Input for this task:
PR #1293, opened 2022-02-12
Add tcpv4v6_of_stackv4v6

dinosaure:
Related to mirage/mirage-tcpip#474. It helps us to start to implement protocols which expects only a TCP/IP stack. By this way, it easy to:
1) implement protocols regardless the UDP/IP stack
2) have an easy switch between `mirage-tcpip` which provides a full-stack and `utcp` which provides only a `Tcpip.Tcp.S`

### DIFF
--- a/lib/mirage/mirage.ml
+++ b/lib/mirage/mirage.ml
@@ -197,6 +197,19 @@ let static_ipv4v6_stack = Mirage_impl_stack.static_ipv4v6_stack
 let direct_stackv4v6 = Mirage_impl_stack.direct_stackv4v6
 let socket_stackv4v6 = Mirage_impl_stack.socket_stackv4v6
 
+let tcpv4v6_of_stackv4v6 v =
+  let impl =
+    let packages =
+      [ package "tcpip" ~sublibs:[ "stack-direct" ] ~min:"7.1.0" ]
+    in
+    let connect _ modname = function
+      | [ stackv4v6 ] -> Fmt.str {ocaml|%s.connect %s|ocaml} modname stackv4v6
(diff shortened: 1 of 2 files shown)


hannesm:
Thanks for your PR, I'm not sure I understand the purpose of this "device", taking into account that `Tcpip.Stack.V4V6` signature provides a function `val tcp : t -> TCP.t`?

dinosaure:
> Thanks for your PR, I'm not sure I understand the purpose of this "device", taking into account that Tcpip.Stack.V4V6 signature provides a function val tcp : t -> TCP.t?

Yeah, it's not very clear but currently for an implementation which expects a `Tcpip.Tcp.S`, the only way to create it from an unikernel is:
```ocaml
module Make (Stack : Tcpip.Stack.V4V6) = struct
  module My_super_module = My_super_functor.Make (Stack.TCP)

  let start stackv4v6 =
    let t = My_super_module.connect (Stack.tcp stackv4v6) in
    My_super_module.run t
end
```

The goal of this PR is to let `functoria` to handle such case and be able to write this:
```ocaml
module Make (My_super_module : My_super_signature) = struct
  let start t =
    My_super_module.run t
end
```

Then, `functoria` will care about `let __t = My_super_module.connet __tcpv4v6` and `let __tcpv4v6 = My_stack.tcp __stackv4v6` automatically. The final point is about `utcp` which provides `Tcpip.Tcp.S` and `mirage-tcpip` which provides `Tcpip.Stack.S`. the change from one to the other should easier when it operates only on the `functoria` level.

samoht (approved):

PR #3, opened 2020-06-03
README improvements

thecadams:


thecadams:
@mathieud @antoineeudes PTAL - was hesitant to just push this to master, since you might not see it

antoineeudes:
> @mathieud @antoineeudes PTAL - was hesitant to just push this to master, since you might not see it

That's great thanks!

README.md
```diff
@@ -14,6 +14,23 @@ npm start
 npm run build
 ```
 
+## Deploying
+
+tl;dr:
+```
+npm i -g firebase-tools # only need this once
```
mathieud, line 21: Any reason to not have this as a dev dependency?

thecadams: `-g` installs it globally so it’s in the path.

PR #6, opened 2020-06-03
Feature/register form

mathieud:


src/pages/Account/Account.scss
```diff
@@ -0,0 +1,252 @@
...
+
+body {
+  font: 1rem/1.3 "Rubik", "HelveticaNeue", "Helvetica Neue", Helvetica,
+    sans-serif;
+  -moz-osx-font-smoothing: grayscale;
+  -webkit-font-smoothing: antialiased;
+  background-color: $black;
+  color: white;
+  padding: 0;
+}
```
antoineeudes, line 27: shouldn't we write that in `global.scss`?

mathieud: I copy pasted Mathieu's stylesheet. You're right we need to figure out what's global and what only applies to the account pages.

src/pages/Account/Register.tsx
```diff
@@ -0,0 +1,84 @@
...
+          </div>
+          <div className="input-group">
+            <input
+              name="password"
+              className="input-block input-centered"
+              type="password"
+              placeholder="Password"
+              ref={register({
+                required: true,
+                // minLength: 8,
```
antoineeudes, line 45: 🌵

PR #13, opened 2020-06-04
:sparkles: add users profile avatars on logged in party page

antoineeudes:
Screen Shot 2020-06-04 at 14 31 08


src/components/molecules/UserList/UserList.tsx
```diff
@@ -0,0 +1,42 @@
...
+
+interface User {
+  id: string;
+  gratefulFor?: string;
+  islandCompanion?: string;
+  likeAboutParties?: string;
+  partyReal?: boolean;
+  respectParty?: boolean;
+  seekFun?: true;
+  username?: string;
```
mathieud, line 12: username is now partyname

src/components/molecules/UserList/UserList.tsx
```diff
@@ -0,0 +1,42 @@
+import React from "react";
+import "./UserList.scss";
+
+interface User {
+  id: string;
+  gratefulFor?: string;
```
mathieud, line 6: We shouldn't have all these fields here I think. They're not relevant.

PR #17, opened 2020-06-04
Config upload

thecadams:
AA Party Organiser, I can upload the party config with a CLI tool

First commit adds json schema and filename for tool


thecadams:
@antoineeudes @mathieud PTAL

thecadams:
This PR adds the ability to upload the contents of a JS file to firestore as a doc with an ID of the party name, which is then specified in `src/config.js`.

In future, a possible plan is to support multiple parties with this platform via some sort of mapping of environment/domain to party name, so they can share a firestore. This is laying ground work for that future.

It also means a new config can be uploaded (if performers change, or performers get weird about the wording of their program entry) and it will refresh for all users automatically via firestore snapshot, without any page reloads.

thecadams:
Example config: https://console.firebase.google.com/u/0/project/co-reality-map/database/firestore/data~2Fconfig~2Fexample

Doc for the config we will use for the party: https://console.firebase.google.com/u/0/project/co-reality-map/database/firestore/data~2Fconfig~2Fco-reality-5

JSON Schema generator/tester: https://jsonschema.net/home

PR #22, opened 2020-06-05
:sparkles: add room card

antoineeudes:


src/RoomAttendance.tsx
```diff
@@ -3,29 +3,38 @@ import React from "react";
 import { FontAwesomeIcon } from "@fortawesome/react-fontawesome";
 import { faUser } from "@fortawesome/free-solid-svg-icons";
 
-export default function RoomAttendance({
+interface PropsType {
+  room: any;
```
mathieud, line 7: You've defined Room [here](https://github.com/co-reality/co-reality-map/pull/22/files#diff-a42781d2f5e0c14bbd82846a50608960R10)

Problem to solve: Return each line above where the word "utcp" shows up.

Answer area:
2) have an easy switch between `mirage-tcpip` which provides a full-stack and `utcp` which provides only a `Tcpip.Tcp.S`
Then, `functoria` will care about `let __t = My_super_module.connet __tcpv4v6` and `let __tcpv4v6 = My_stack.tcp __stackv4v6` automatically. The final point is about `utcp` which provides `Tcpip.Tcp.S` and `mirage-tcpip` which provides `Tcpip.Stack.S`. the change from one to the other should easier when it operates only on the `functoria` level.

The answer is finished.